---------- Records ----------

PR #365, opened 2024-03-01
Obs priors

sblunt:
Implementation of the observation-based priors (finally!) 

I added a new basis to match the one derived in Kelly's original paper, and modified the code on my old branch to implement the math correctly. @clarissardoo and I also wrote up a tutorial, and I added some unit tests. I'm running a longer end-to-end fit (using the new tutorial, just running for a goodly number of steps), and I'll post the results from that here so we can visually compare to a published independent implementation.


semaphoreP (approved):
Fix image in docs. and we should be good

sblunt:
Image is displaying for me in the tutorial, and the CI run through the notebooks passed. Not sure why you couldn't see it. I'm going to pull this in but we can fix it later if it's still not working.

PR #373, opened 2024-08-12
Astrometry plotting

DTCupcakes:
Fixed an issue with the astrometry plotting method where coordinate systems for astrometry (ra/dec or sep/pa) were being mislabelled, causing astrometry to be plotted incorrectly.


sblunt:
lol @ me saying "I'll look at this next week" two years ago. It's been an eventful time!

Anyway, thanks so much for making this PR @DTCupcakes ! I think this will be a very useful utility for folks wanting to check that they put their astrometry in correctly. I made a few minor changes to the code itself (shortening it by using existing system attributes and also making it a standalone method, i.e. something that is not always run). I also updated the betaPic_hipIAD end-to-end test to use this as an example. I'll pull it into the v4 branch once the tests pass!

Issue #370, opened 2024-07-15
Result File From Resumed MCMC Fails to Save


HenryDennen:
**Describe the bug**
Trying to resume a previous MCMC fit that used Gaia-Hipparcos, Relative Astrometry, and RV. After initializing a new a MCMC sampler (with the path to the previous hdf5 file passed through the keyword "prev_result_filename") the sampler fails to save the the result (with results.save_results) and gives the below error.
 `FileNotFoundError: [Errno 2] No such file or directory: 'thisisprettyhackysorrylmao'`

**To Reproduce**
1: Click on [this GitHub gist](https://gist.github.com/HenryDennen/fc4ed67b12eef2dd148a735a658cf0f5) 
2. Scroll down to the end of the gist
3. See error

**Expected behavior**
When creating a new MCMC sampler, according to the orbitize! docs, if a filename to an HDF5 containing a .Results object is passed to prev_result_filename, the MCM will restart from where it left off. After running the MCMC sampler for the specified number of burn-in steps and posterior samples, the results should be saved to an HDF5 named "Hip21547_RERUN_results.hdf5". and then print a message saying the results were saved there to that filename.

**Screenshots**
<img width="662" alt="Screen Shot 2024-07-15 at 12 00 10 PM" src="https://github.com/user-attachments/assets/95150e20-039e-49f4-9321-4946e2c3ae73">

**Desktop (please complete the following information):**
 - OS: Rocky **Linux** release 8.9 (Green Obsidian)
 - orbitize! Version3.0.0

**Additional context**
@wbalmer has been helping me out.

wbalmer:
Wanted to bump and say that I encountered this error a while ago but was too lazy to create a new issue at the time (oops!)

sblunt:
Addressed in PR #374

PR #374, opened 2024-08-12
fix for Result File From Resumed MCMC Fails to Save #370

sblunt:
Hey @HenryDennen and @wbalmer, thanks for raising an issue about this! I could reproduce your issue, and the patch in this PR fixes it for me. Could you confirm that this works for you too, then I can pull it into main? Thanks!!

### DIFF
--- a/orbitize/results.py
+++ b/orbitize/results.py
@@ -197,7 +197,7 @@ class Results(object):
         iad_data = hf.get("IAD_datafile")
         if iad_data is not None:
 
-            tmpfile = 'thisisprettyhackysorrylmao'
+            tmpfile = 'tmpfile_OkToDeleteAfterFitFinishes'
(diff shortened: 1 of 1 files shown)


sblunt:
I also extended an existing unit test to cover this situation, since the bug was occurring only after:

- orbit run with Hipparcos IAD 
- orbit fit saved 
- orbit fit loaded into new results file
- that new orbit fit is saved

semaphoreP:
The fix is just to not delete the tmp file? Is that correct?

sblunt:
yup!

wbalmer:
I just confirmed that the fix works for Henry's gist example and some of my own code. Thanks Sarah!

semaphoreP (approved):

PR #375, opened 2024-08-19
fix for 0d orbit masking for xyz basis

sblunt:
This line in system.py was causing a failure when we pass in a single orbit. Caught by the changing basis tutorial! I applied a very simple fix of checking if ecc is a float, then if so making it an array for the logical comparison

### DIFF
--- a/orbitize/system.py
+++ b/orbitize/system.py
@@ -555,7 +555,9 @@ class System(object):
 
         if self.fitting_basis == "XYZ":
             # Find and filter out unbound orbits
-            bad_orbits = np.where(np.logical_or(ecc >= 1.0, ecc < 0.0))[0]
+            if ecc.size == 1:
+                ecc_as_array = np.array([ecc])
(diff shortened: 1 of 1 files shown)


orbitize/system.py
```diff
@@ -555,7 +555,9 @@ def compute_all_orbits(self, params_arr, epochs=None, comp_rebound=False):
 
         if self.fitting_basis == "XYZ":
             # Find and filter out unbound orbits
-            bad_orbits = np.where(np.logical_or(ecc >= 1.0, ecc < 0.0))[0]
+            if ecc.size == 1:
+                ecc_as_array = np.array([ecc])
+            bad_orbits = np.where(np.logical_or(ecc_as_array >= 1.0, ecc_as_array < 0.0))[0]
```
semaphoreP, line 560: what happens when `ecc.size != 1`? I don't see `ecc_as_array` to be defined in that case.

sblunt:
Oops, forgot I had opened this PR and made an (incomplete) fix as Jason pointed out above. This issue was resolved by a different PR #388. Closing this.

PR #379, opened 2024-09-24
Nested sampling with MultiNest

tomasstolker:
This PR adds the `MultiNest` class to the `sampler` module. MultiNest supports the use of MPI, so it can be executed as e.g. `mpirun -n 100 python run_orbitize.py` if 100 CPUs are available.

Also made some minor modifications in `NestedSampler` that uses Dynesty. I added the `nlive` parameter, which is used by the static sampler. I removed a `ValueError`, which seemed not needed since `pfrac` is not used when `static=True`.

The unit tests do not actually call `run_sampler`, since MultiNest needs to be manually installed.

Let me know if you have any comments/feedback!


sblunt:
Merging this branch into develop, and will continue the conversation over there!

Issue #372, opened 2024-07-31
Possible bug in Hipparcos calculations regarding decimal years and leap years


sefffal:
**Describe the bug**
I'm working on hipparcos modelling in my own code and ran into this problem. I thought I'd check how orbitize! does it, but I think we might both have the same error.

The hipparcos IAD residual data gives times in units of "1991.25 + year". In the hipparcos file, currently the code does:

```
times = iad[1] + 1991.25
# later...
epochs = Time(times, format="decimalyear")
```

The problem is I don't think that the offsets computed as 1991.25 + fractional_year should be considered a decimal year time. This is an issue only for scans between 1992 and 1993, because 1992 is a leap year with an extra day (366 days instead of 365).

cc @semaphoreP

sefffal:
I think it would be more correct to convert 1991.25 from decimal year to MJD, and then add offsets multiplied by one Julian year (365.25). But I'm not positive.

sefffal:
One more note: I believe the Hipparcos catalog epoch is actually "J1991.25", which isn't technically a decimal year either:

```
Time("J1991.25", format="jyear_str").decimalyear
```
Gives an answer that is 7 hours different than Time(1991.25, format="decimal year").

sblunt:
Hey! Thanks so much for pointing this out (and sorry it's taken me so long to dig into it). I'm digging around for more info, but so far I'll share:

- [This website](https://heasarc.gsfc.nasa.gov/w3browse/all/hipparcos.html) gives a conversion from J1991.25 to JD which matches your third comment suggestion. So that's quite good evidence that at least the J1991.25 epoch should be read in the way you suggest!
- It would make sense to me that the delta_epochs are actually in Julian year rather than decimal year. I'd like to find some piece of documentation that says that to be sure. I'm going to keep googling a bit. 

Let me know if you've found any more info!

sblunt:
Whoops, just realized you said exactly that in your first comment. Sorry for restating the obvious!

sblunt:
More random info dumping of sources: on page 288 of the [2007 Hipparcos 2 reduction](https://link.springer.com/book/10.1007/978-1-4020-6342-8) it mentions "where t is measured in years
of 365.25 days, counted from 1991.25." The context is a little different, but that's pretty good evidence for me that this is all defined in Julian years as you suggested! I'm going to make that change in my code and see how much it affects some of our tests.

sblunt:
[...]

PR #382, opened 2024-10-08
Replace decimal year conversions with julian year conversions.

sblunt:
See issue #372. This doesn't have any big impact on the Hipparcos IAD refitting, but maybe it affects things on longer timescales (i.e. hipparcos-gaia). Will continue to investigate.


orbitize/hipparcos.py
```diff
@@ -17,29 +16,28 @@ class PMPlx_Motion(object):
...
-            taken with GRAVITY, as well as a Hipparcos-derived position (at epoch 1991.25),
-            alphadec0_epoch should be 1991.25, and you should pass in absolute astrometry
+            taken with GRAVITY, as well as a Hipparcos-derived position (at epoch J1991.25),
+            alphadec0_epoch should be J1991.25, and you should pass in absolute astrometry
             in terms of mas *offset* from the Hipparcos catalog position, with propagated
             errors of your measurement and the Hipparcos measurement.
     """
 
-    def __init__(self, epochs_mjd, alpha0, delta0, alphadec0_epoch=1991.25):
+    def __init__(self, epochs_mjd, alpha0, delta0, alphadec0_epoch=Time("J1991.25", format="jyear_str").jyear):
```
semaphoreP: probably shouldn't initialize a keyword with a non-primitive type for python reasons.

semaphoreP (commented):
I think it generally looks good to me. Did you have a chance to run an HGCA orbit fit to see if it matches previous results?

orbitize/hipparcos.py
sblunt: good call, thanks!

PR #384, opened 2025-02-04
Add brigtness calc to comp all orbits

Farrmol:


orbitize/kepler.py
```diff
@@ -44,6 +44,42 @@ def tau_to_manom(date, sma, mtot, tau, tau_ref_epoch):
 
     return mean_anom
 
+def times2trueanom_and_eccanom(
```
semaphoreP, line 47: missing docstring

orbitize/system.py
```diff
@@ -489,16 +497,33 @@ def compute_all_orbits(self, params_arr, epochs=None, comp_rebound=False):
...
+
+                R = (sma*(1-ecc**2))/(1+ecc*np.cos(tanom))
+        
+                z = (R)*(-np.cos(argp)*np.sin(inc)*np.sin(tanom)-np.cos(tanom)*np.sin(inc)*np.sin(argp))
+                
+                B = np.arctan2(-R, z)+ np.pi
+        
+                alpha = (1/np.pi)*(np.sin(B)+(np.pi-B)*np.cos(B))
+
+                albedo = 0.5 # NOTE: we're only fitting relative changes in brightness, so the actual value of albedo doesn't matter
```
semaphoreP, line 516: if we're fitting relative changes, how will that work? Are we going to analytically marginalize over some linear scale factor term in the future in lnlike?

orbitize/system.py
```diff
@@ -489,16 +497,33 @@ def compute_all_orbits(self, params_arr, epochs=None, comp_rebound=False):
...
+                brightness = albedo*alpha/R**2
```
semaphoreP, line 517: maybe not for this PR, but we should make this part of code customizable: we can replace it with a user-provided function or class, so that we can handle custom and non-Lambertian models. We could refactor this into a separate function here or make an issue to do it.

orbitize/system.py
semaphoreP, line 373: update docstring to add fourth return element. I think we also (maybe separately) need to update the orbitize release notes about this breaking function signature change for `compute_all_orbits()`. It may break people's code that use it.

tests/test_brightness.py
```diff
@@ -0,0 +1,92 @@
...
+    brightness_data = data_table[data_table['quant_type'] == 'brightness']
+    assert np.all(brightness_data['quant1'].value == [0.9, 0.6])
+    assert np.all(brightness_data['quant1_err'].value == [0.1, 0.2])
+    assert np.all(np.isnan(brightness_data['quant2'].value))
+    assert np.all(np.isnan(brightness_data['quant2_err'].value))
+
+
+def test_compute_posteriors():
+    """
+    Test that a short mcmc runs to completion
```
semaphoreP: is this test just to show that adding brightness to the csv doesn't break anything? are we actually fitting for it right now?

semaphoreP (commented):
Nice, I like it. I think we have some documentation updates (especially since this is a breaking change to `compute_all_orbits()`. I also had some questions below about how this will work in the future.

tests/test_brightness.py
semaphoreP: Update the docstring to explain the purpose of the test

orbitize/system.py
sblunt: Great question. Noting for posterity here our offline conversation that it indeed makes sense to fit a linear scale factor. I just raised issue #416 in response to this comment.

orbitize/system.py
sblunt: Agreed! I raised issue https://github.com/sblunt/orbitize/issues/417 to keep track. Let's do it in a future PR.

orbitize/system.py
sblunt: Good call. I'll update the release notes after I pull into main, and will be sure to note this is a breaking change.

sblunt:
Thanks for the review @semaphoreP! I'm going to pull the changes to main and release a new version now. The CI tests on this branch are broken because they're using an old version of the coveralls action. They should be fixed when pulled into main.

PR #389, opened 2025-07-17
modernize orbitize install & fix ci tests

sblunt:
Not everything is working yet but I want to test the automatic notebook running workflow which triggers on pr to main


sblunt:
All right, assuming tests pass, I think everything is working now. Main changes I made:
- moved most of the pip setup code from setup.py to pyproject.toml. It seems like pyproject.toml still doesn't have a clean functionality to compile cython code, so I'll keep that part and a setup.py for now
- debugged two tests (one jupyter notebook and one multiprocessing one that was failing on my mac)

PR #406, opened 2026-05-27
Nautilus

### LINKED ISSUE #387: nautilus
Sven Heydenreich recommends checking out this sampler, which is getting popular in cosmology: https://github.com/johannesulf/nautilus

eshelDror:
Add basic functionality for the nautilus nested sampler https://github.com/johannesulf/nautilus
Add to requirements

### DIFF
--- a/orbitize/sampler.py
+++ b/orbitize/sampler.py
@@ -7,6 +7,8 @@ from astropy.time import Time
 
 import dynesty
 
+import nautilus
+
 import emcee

----------

• Aim of the exercise
Find the lines in the records above that hold the word "making", and give only how many there are.

• Answer for the task
2